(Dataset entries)
<<<<

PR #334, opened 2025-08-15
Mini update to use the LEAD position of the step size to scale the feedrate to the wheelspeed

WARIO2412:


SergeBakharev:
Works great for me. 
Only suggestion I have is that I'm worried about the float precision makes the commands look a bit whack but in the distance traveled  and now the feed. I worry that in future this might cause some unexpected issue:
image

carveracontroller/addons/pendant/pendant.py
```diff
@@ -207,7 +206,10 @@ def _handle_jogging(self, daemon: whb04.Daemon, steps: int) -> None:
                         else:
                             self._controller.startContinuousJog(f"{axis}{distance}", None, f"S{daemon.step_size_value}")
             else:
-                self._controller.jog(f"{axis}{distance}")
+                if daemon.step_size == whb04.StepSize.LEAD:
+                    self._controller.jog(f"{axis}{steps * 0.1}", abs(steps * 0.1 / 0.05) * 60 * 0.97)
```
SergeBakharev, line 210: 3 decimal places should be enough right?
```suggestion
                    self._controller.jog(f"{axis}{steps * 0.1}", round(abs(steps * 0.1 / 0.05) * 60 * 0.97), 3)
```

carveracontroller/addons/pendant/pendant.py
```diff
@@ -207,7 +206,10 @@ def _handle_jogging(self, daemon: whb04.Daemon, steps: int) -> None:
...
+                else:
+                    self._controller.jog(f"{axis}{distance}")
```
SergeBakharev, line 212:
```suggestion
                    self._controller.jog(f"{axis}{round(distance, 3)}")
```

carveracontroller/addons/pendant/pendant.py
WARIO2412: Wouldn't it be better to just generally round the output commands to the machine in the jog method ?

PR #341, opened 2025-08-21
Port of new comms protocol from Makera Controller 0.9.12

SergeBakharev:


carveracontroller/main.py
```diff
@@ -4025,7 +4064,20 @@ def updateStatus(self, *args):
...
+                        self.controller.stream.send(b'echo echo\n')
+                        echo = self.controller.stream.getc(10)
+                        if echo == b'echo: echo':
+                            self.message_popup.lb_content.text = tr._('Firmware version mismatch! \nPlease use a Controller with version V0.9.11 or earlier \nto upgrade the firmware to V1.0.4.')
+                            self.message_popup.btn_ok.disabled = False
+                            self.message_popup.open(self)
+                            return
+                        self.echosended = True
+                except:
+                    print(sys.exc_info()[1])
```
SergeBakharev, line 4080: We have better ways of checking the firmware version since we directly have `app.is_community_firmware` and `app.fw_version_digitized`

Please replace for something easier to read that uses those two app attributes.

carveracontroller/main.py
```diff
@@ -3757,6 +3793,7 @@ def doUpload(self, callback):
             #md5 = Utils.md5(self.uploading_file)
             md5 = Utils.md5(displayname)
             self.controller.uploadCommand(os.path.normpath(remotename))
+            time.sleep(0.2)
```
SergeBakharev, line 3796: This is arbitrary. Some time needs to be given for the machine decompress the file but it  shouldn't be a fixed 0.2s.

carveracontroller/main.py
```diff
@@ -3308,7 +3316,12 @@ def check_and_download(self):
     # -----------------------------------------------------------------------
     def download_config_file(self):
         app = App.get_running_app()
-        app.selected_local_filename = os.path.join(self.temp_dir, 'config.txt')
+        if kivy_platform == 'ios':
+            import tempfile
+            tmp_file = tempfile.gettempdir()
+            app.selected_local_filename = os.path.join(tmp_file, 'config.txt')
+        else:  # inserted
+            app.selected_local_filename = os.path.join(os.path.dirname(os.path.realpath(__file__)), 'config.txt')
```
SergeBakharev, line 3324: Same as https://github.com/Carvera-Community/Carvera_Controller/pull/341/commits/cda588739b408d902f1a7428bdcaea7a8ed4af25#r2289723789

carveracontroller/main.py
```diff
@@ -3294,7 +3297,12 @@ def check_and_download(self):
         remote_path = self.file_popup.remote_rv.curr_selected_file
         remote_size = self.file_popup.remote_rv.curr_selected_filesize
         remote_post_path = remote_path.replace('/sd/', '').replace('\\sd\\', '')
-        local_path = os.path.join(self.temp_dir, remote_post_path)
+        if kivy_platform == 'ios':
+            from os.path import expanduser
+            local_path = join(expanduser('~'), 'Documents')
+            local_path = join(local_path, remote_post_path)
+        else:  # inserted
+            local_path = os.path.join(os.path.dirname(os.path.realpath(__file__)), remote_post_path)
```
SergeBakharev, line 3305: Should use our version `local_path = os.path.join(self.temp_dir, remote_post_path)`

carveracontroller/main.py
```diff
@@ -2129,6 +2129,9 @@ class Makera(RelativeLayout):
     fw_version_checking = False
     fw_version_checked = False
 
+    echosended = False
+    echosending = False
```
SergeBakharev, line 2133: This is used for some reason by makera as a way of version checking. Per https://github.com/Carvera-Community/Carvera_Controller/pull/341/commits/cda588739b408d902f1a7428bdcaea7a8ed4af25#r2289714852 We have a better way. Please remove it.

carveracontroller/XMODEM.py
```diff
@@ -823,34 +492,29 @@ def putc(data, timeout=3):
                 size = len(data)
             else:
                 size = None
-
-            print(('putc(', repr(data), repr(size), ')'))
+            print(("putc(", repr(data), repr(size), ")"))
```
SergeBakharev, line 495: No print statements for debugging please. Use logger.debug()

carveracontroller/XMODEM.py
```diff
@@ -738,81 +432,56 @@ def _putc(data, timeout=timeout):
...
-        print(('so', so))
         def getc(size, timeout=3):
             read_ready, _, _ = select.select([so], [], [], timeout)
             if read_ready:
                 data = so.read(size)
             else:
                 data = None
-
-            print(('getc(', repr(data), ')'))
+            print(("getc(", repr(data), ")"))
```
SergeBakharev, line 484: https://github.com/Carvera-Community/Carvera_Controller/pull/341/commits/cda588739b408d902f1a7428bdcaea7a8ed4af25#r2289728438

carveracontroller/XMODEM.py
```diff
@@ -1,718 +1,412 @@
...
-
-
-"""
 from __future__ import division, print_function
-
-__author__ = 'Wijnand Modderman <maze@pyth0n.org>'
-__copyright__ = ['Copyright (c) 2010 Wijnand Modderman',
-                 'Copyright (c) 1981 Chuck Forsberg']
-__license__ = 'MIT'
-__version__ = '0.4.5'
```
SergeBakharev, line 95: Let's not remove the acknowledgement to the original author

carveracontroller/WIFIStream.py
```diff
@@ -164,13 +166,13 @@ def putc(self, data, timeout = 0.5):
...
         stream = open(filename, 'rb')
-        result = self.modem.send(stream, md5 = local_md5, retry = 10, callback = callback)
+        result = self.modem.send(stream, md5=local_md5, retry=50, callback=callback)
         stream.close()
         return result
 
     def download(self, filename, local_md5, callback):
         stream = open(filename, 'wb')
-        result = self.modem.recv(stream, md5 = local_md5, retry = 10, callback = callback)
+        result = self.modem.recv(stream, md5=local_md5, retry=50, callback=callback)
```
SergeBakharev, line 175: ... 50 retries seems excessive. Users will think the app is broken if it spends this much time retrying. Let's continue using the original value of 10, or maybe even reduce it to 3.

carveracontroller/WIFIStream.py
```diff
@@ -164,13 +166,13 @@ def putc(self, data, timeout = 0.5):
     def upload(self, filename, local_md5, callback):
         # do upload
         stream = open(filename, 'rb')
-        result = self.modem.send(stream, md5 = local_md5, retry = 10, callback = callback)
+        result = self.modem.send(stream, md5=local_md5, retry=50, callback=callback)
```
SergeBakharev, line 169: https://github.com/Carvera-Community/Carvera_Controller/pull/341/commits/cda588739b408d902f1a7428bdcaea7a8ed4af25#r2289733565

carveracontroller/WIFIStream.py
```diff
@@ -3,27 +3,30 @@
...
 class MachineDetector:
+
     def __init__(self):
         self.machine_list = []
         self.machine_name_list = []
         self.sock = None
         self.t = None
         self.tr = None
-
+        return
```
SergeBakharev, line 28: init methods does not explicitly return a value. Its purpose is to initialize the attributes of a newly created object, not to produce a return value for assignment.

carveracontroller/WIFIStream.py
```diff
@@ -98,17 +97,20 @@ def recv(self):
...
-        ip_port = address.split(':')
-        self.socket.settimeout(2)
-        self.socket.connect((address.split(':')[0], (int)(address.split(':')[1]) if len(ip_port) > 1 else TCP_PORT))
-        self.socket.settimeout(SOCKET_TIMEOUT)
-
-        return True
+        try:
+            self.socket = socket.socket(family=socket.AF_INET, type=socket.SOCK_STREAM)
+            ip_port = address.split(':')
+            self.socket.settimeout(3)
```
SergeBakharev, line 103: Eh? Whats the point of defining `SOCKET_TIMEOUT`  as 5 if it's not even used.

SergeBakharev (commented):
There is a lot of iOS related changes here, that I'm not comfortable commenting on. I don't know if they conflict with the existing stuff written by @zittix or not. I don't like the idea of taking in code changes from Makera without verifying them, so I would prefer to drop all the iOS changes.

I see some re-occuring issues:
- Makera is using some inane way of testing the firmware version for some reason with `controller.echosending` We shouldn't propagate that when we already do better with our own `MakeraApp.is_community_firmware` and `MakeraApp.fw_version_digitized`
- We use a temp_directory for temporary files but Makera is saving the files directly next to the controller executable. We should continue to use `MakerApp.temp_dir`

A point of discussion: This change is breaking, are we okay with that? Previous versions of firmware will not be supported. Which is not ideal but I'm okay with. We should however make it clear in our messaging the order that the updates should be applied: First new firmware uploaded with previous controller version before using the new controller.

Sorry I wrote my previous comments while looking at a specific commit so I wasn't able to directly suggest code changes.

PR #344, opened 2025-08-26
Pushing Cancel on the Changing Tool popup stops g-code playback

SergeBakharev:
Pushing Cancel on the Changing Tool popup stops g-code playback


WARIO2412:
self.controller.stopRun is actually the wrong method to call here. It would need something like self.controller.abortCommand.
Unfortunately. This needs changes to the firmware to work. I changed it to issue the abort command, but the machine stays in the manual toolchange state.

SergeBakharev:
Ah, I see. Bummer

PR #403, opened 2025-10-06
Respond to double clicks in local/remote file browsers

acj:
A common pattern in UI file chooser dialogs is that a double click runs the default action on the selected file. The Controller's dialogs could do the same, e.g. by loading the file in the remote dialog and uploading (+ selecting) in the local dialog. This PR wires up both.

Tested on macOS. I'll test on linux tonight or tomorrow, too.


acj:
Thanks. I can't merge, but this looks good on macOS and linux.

>>>>

● Problem statement:
Please report the number of lines in the data that include the word "getc", and add no other text.

● Written solution:
4